Chicken Delight claims that 90 percent of its orders are delivered within 10 minutes of the time the order is placed. A sample of 100 orders revealed that 82 were delivered within the promised time. At the .10 significance level, can we conclude that less than 90 percent of the orders are delivered in less than 10 minutes?

Short Answer

Expert verified
Yes, less than 90% of orders are delivered within 10 minutes.

Step by step solution

01

Define Null and Alternative Hypotheses

The first step in hypothesis testing is to establish the null and alternative hypotheses. In this case, we are testing if less than 90% of the orders are delivered on time.\[H_0: p = 0.90 \text{ (Null hypothesis: the true proportion is 90%)}\]\[H_a: p < 0.90 \text{ (Alternative hypothesis: the true proportion is less than 90%)}\]
02

Choose the Significance Level

The significance level \( \alpha \) is given as 0.10. This means we are willing to accept a 10% chance of rejecting the null hypothesis if it is actually true.
03

Calculate the Test Statistic

Use the formula for the test statistic for the proportion based on the normal distribution.\[z = \frac{\hat{p} - p_0}{\sqrt{\frac{p_0(1-p_0)}{n}}}\]where \( \hat{p} = \frac{82}{100} = 0.82 \) is the sample proportion, \( p_0 = 0.90 \) is the hypothesized proportion, and \( n = 100 \) is the sample size.\[z = \frac{0.82 - 0.90}{\sqrt{\frac{0.90(1-0.90)}{100}}} = \frac{-0.08}{0.03} \approx -2.67\]
04

Determine the Critical Value and Decision Rule

For a one-tailed test with \( \alpha = 0.10 \), we find the critical z-value using a z-table or calculator. The critical value for \( \alpha = 0.10 \) is \( z_{0.10} = -1.28 \).
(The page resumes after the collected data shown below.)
PR #1384, opened 2020-04-14
Make operator.meshConfig an interface type

howardjohn:
Otherwise we lose information as the round trip of json -> meshconfig ->
json is lossy. See https://github.com/istio/istio/issues/22948 for more
information


howardjohn:
See https://github.com/istio/istio/pull/22951 which is dependent on this PR and both adds additional validation and fixes a bug

PR #1389, opened 2020-04-16
Add nodeselector annotation for nodeport gateway services

rshriram:
In large clusters, when VMs talk to nodeport gateway services,
it may not be preferable to allow all kubernetes nodes to be
reachable from any VM. We need a global default (any node or use
only nodes with certain labels) as well as per service override
in case the service is in a tightly firewalled zone.

This PR adds service level annotation as well as mesh config that
specifies global defaults. Note that the functionality for this PR
already exists in istiod. With this PR, the selection annotations
defined inside istiod are now properly documented and made part of the
API.


mesh/v1alpha1/network.proto
```diff
@@ -52,11 +52,14 @@ message Network {
...
-    // multicluster) or supplied by MCP server.
-    string from_registry = 2;
+    // $hide_from_docs
+    string from_registry = 2 [deprecated=true];
+
+    // Add all endpoints from the specified cluster into this network.
+    // In a multicluster setup, the names of the clusters should
+    // correspond to the kubeconfig file name inside the secret that
+    // was used to configure the cluster (Kubernetes multicluster).
+    string from_cluster = 3;
```
rshriram, line 62: I renamed this as the word registry is no longer accurate.

networking/v1alpha3/sidecar.proto
```diff
@@ -462,6 +462,7 @@ message Sidecar {
   // and egress listeners in a sidecar unless overridden. There are no
   // built in defaults for this setting. If not specified, the
   // features will be disabled.
+  // $hide_from_docs
```
rshriram, line 465: hiding this as the feature is unimplemented due to implementation hurdles.

mesh/v1alpha1/config.proto
```diff
@@ -428,8 +428,42 @@ message MeshConfig {
   // If not specified, this will be enabled by default.
   google.protobuf.BoolValue enable_prometheus_merge = 51;
 
+  message NodePortGatewayIPSelection {
+    // A shortcut for specifying how to select the node IPs for nodeport Gateways.
+    enum Mode {
+      // Nodeport gateway services will not be routable automatically from other clusters.
+      // Note: you can still explicitly specify one or more gateway node IPs in the mesh networks.
+      DISALLOW_NODE_IPS = 0;
```
rshriram, line 436: note that this is the behavior in 1.5. Though its buggy. We were only considering Gateways of LB types preventing users of nodeport gateways from taking advantage of the functionality.

mesh/v1alpha1/config.proto
```diff
@@ -428,8 +428,42 @@ message MeshConfig {
   // If not specified, this will be enabled by default.
   google.protobuf.BoolValue enable_prometheus_merge = 51;
 
+  message NodePortGatewayIPSelection {
```
linsun, line 431: Is this only when gateway service deployed as node port service type?  we normally deploy it as LB service type, how can we leverage USE_NODES_WITH_LABEL?

linsun:
overall a useful feature.  Need to understand how it can be used for LB service type.   

cc a few others to review as well @morvencao @howardjohn @costinm @nrjpoddar @knrc

annotation/annotations.yaml
```diff
@@ -36,14 +36,14 @@ annotations:
...
-    hidden: true
+    hidden: false
     resources:
       - Service
   - name: alpha.istio.io/identity
     description: Identity for the workload.
       NOTE This API is Alpha and has no stability guarantees.
     deprecated: false
-    hidden: true
+    hidden: false
```
howardjohn, line 46: is this even implemented?

annotation/annotations.yaml
```diff
@@ -54,12 +54,21 @@ annotations:
     hidden: false
     resources:
       - Service
+  - name: networking.istio.io/gatewayNodeSelector
+    description: This is a service-level annotation for gateway services on Kubernetes of type NodePort.
+      The annotation value is a json map of node labels (e.g., "{'key':'value'}" ) that select specific
```
howardjohn, line 59: nit: should we make it yaml? Then they can use json as given or
```
networking.istio.io/gatewayNodeSelector: |
  foo: bar
```

annotation/annotations.yaml
```diff
@@ -54,12 +54,21 @@ annotations:
...
+      nodes in a cluster. In mesh expansion setups, VMs will use the node IPs from these selected nodes
```
howardjohn, line 60: is this only mesh expansion? See https://docs.google.com/document/d/1sLw8N62JlkAmJsYMqU6MUuXp2Jz-ExoEs1f1XsrxDy4/ @costinm

mesh/v1alpha1/config.proto
howardjohn: I don't think what you are describing is possible. What are you trying to accomplish?

annotation/annotations.yaml
rshriram: If not I can nuke it.

annotation/annotations.yaml
rshriram: That works. As long as I can provide an example

annotation/annotations.yaml
rshriram: We need to state the motivation to be something concrete.

mesh/v1alpha1/config.proto
rshriram: We have it already today. If I specify all, we won’t use a label selection criteria in the lister interface in the node informer. If I specify none, then we can even avoid starting the node informer or stop bothering about any updates to the node informer.

rshriram: @hzxuzhonghu do we even need this global selector now that we have managed to squash node updates?

rshriram:
@linsun we have built in support for lb services. No user configuration necessary.

mesh/v1alpha1/config.proto
hzxuzhonghu: I think it's better to have this to reduce the number of nodes that are used as a loadbalancer in multi-cluster scenario.

Otherwise, the eds size could be super large and the node event callback could even be super busy.

annotation/annotations.yaml
nrjpoddar: @rshriram how will this interact with `service.spec.externalTrafficPolicy`? AFAICT it's a bit confusing for users; if you set the `externalTrafficPolicy` to `local` you already constrain the nodes that will be selected for load distribution. Will this filter be applied after `service.spec.externalTrafficPolicy` has already pruned the list?

costinm:
Not sure if you saw the recent proposal to expose Istiod as NodePort or
Headless.
Wondering if we can use a consistent approach here.

I'm not sure I understand the full picture: for NodePort Services we do
have
the IPs of nodes running the pods. In theory all other nodes should also
forward -
and we do have their IP as well.

The real problem I can see is that not all nodes in a cluster have
externally routable IP
addresses - so the real problem IMO is how to identify the nodes that are
reachable.
And that's not solved by annotations.

That's the part that confuses me - the only information that is needed is
really if a NodePort
is reachable from outside, which is a combination of public IP address (
easy to determine )
 and firewall rules / network policies - which are trickier.

rshriram:
@costinm the service level annotation is really for the purpose you mentioned. First of all, we dont have proper node port support for VM to k8s, when VMs do not have direct access to k8s pods (multi-network). We consider gateways with LB IPs only and ignore the node port types. I just fixed this recently in istio/istio. 

Secondly, with regard to the annotation, we have customers who have very large onprem clusters (100s of nodes).  But they dont have Load balancer service type on k8s. But these nodes are divided into various firewall zones such that only nodes within a zone can send traffic to one another. So when VMs in one zone talk to k8s gateways in the same zone, today, without this annotation, VMs (i.e. the sidecars) end up load balancing the traffic to all nodes in the cluster and this fails due to the firewall restrictions. The NodeSelector annotation on the gateway service is set by the end user to indicate the set of nodes where the pods of the gateway service has been launched (while we can try to auto infer this, it is much more harder and lot more work for istio). With this annotation, only nodes IPs matching the user specified labels will be used in the clusterExternalAddresses field of the Gateway service object (this cluster External addresses field is what gets delivered to VM sidecars when they are in different networks).

@nrjpoddar this annotation has nothing to do with externalTrafficPolicy. This annotation is about multi-network case where VMs are in one network and k8s pods are in another. It controls the set of k8s node IPs that a VM can reach when it contacts a k8s Gateway of NodePort type. Similar reasoning applies in the multi-cluster scenario as well.

costinm:
How is a service annotation helping ?

The problem seems to be that the node ip may be reachable or not. The
service doesn't know this.

For a large cluster users may have only a subset with public ip - or
firewall rules allowing access. Usually the nodes have labels/taints so
pods allowed to run are controlled.

So I was thinking a label selector for nodes would be needed, to allow user
to indicate which of the nodes ips to use from remote clusters.

costinm:
I mean:gateway can be launched on any node.

Unless you want to restrict the gate to the reachable nodes - but in this
case you don't need a service annotation, istiod knows the node ip for the
pods.

If Gateway used host network - restricting it to the reachable nodes would
be ideal - but still we won't need any extra config from user.

nrjpoddar:
@rshriram get your changes for hiding the unimplemented API in if you can. The new APIs doesn't seem to have consensus. Might be easier to create a separate PR for just hiding from docs.

hzxuzhonghu:
This is not necessary if we have set externalTrafficPolicy=Local

nrjpoddar:
> This is not necessary if we have set externalTrafficPolicy=Local

I also thought that, look @rshriram answer:

this annotation has nothing to do with externalTrafficPolicy. This annotation is about multi-network case where VMs are in one network and k8s pods are in another. It controls the set of k8s node IPs that a VM can reach when it contacts a k8s Gateway of NodePort type. Similar reasoning applies in the multi-cluster scenario as well.

hzxuzhonghu:
If set nodeSelector on gateway pods, then the network limit isn't a problem

nrjpoddar:
> If set nodeSelector on gateway pods, then the network limit isn't a problem

That might work, if GW workloads are only used for this purpose, you can set node selectors + local external load balancing policy.

costinm:
Sure, but why not pick a simpler solution ?

The problem is to identify the _Nodes_ that are reachable. NodePort opens
the targetPort on all nodes in the pool, but only a select set is reachable
- either because
they have public IP or are allowed by NetworkPolicy or firewall rules.

So we can add a selector to IstioNetworkGateway to identify the reachable
nodes, maybe using the same selector that NetworkPolicy has ( or a map of
selectors - with the cluster name
as a key, for MC). Right now it has 'registryServiceName' - to identify the
Gateway. The extra selector will further restrict the set of IPs identified.
Default can be any node with a public IP ( which the current code already
does).

The other option that was not mentioned is deploying the Gateway with
'hostNetworking', and use taint/toleration to make sure the pod is running
on specific
nodes that are reachable.

Annotating the service doesn't make sense to me: a Service can be deployed
by CI/CD in multiple clusters, may be part of a helm chart installed by the
user, etc.
Not the right place to have annotations that are specific to where it is
deployed.

I would have suggested using the newly added 'Overrides' mechanism in mesh
config - but IstioNetworkGateway seems a better place.

rshriram:
>Annotating the service doesn't make sense to me: a Service can be deployed
by CI/CD in multiple clusters, may be part of a helm chart installed by the
user, etc. Not the right place to have annotations that are specific to where it is
deployed.

This is not a strong argument to not having the annotation at the service level. As I mentioned, this is not a new practice we are introducing. We have customers with very large openshift clusters on-prem, using service level annotations along with some custom controllers that update the hardware LBs with the node port IPs. They have been operating like this for few years now. So, going to these folks and asking them to figure out yet another way of providing the node selector annotations just for the sake of "Istio" is not helpful. If this were a brand new practice, sure. 

btw, given that we are willing to go to excessive lengths to accommodate some customers as seen in #1383 recently, this PR has much less complexity to worry about :). So let us not bike shed on where this annotation lands. I would much rather that this be an annotation than an API field which is much harder to deprecate or move around. In future, when we optimize the kube controller implementation to automatically pick out the node port IPs corresponding to the pods, we can remove this annotation and no harm will be done. Much more easier than adding and removing an API field for a point in time implementation.

costinm:
If there are real customers using this pattern - I'm not going to say no.
But if there is a standard practice already - and they do
annotate their services this way for other purpose: I wouldn't mind to just
use their existing annotations, just like we
accept all kind of Ingress and k8s oddities for the sake of serving
customers.

My objection was for the Service annotation to be the primary or
recommended API. It is a very useful feature - let's
have a proper API defined, consistent with the rest of networking - and
it's perfectly fine to mention that this is equivalent
with an annotation on Service or even Pods. We do this for other
annotations as well.

In general: I think our general approach should be that everything we
define in the API can be (even automatically)
expressed with an annotation. So as long as we use the same keywords for
the istio API and annotation - I'm not
going to say no to anything, and if someone can write some generic code so
we do this consistently - even better.

Just Service annotation - I don't think it's the right API, even if
customers are doing this now. Ingress had plenty of annotations -
yet we defined Gateway as primary API.

costinm:
But please include some link or example on how it is used, in particular if
it's a practice on openshift or other vendors.

rshriram:
https://clouddocs.f5.com/containers/v2/kubernetes/ dig through the docs.. these controllers mostly work on nodeport mode only.. and in large clusters with 500+ nodes, there is a lot of micro-segmentation - which is where these service level selectors come in. 

And to reiterate, this is *temporary* - that is why its annotation and not API. Once we automatically select the node IPs based on the pods, this will go away.

nrjpoddar:
Ah, it’s good to see someone else refer docs (clouddocs.f5.com) I created like years ago ;)

costinm:
I don't see an annotation in a quick scan - but if there is one, I'm very
happy to support it. Just please link to that doc in the comments and/or
PR. I don't think I ever said no to more interop.
But make it clear what it is - not a istio api, but a 'foreign' api we
support for interop with vendors like the Internal LB annotations.

At the same time - we do want a proper istio config, it is an important use
case.  See my doc for adding a nodeport option for istiod.

nrjpoddar:
I talked with @rshriram about this and the use case is valid. Basically on-prem cases where service type loadbalancer is not supported (which is very very common), and customers use "node port" service type, is there a way to send a pruned node ip list to VMs w/sidecars.

Can you tell me why only 2 modes (i.e. a flag) is not sufficient in this case where "istiod" will either send all node IPs or only the node IPs where Gateway workloads are installed. I'm suggesting that we simulate the behavior of a externalLBType: local for node ports?

rshriram:
>Can you tell me why only 2 modes (i.e. a flag) is not sufficient in this case where "istiod" will either send all node IPs or only the node IPs where Gateway workloads are installed. I'm suggesting that we simulate the behavior of a externalLBType: local for node ports?

We can do this in next release. In this release, we have implemented and perf optimized the annotation based selector model. That is one of the reasons why I insist on annotations and not an API. When we add the mode you are suggesting, the annotation will automatically become a no-op and it can be removed without any impact to the end user.

costinm:
The use case is extremely valid - that's why I'm very interested :-)

The problem is that there is no guarantee that Gateways will run on the
right nodes. Yes, there is a performance benefit if you
run the Gateway in the nodes with public IP - but in that case you are
better using host networking ( so you can use 443, 80 directly,
which is useful if you don't have something in front ).  NodePort creates a
port - in the 3xxxx range - on ALL nodes. So you need
 something to map from 443/... to 3xxxx - but you can  hit any node in the
pool.

The Gateway can be deployed on any of the nodes - but only nodes in pools
with public IPs  and proper firewall should be
used. The benefit is that Gateways can run in the larger set of nodes
without public IPs.

The second mode is to control (taints/tolerations) where the Gateway are
deployed, so Gateway are only running on the
nodes with public IPs. In this case - you don't need a label selector or
annotation. Simply use the the IPs of nodes where
Gateways are installed.  In this case you can also use host networking (
making sure max 1 gateway/node is deployed),
and you get best possible performance with no translation or LB in front.

I agree with you - we should also have a flag for the simple use cases, but
to send 'all node IPs' or 'all public IPs' if the
Gateway is type NodePort.

costinm:
As long as we are moving in this direction - I don't mind how the changes
are scheduled to releases. Just to have clarity
in the docs - so users are aware how things will evolve and what we are
planning. When I read the PR it was not
clear to me :-)

Maybe a RFC with the summary of this thread would help ?

It's not only Gateway, but also Istiod that should be exposed this way. I
have an RFC for that, and I think this discussion
creates even better options for that.

rshriram:
I am going to close this. the implementation is already in istio/istio. There seems to be an inordinate amount of noise to document an existing implementation.

howardjohn:
@rshriram I think if there is pushback to this we should not just close this PR and have  the feature to istio/istio without documenting it. The objection isn't to documenting an existing feature its the feature itself. (note - I didn't follow any of this thread closely, just a general comment)

costinm:
I'm not objecting to the feature itself - I think it's _extremely_ useful
and important.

The decision rule is: reject the null hypothesis if the calculated z-value is less than the critical value.
05

Compare Test Statistic and Critical Value

The calculated z-value is \(-2.67\), which is less than the critical value of \(-1.28\). This means that the test statistic falls into the rejection region.
06

Conclude the Test

Since the test statistic \(-2.67\) is less than the critical value \(-1.28\), we reject the null hypothesis and conclude that there is sufficient evidence to suggest that less than 90% of Chicken Delight's orders are delivered within 10 minutes.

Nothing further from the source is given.